Segment Start: ENTRIES SUPPLIED

PR #758, opened 2022-09-01
HOTT-1832 Fix quota search pagination

jebw:
### Jira link

HOTT-1832

### What?

I have added/removed/altered:

- [x] Added specs to check behaviour when measures which are not end dated reference quota definitions which are end dated
- [x] Changed how quota definitions are retrieved to exclude them from the query, rather then removing blanks post factom with `.compact`

### Why?

I am doing this because:

- If a Measure references a QuotaDefinition, and the Measure is not end dated but the quota definition is - then the scope will still include those quota definitions. Subsequent retrieval via association will return `nil` results for these quota definitions which were previously then being excluded via `.compact`
- This works but leaves a `COUNT(*)` on the original scope returning a different value to the number of records the service will actually return - leading to incorrect pagination
- By excluding these end-dated quota definitions from the original query and removing the use of `.compact` the `COUNT(*)` on the scope is correct, and so is the pagination. There shouldn't be any actual change to the quota definitions returned by the service.

- Changes behaviour of quota definitions search.

### DIFF
--- a/spec/services/quota_search_service_spec.rb
+++ b/spec/services/quota_search_service_spec.rb
@@ -171,7 +171,7 @@ RSpec.describe QuotaSearchService do
     context 'when a quota definition is end dated' do
       before do
         # Modifying records directly because oplog plugin doesn't support dataset CRUD operations
-        QuotaDefinition.dataset.each do |qd|
+        QuotaDefinition.each do |qd|
           qd.validity_end_date = Date.yesterday
           qd.save
         end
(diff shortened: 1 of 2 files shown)


spec/services/quota_search_service_spec.rb
```diff
@@ -167,6 +167,42 @@
         expect(service.call).to eq([quota_definition2])
       end
     end
+
+    context 'with end dated quota_definitions' do
```
willfish, line 171:
```suggestion
    context 'when a quota definition is end dated' do
```

spec/services/quota_search_service_spec.rb
```diff
@@ -167,6 +167,42 @@
...
+      before do
+        # Modifying records directly because oplog plugin doesn't support dataset CRUD operations
+        QuotaDefinition.dataset.each do |qd|
```
willfish, line 174:
```suggestion
        QuotaDefinition.each do |qd|
```

willfish (changes requested):
Seems fine to me

willfish (approved):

Segment End: ENTRIES SUPPLIED

Lines holding "compact" in the data above: copy each of them.

- [x] Changed how quota definitions are retrieved to exclude them from the query, rather then removing blanks post factom with `.compact`
- If a Measure references a QuotaDefinition, and the Measure is not end dated but the quota definition is - then the scope will still include those quota definitions. Subsequent retrieval via association will return `nil` results for these quota definitions which were previously then being excluded via `.compact`
- By excluding these end-dated quota definitions from the original query and removing the use of `.compact` the `COUNT(*)` on the scope is correct, and so is the pagination. There shouldn't be any actual change to the quota definitions returned by the service.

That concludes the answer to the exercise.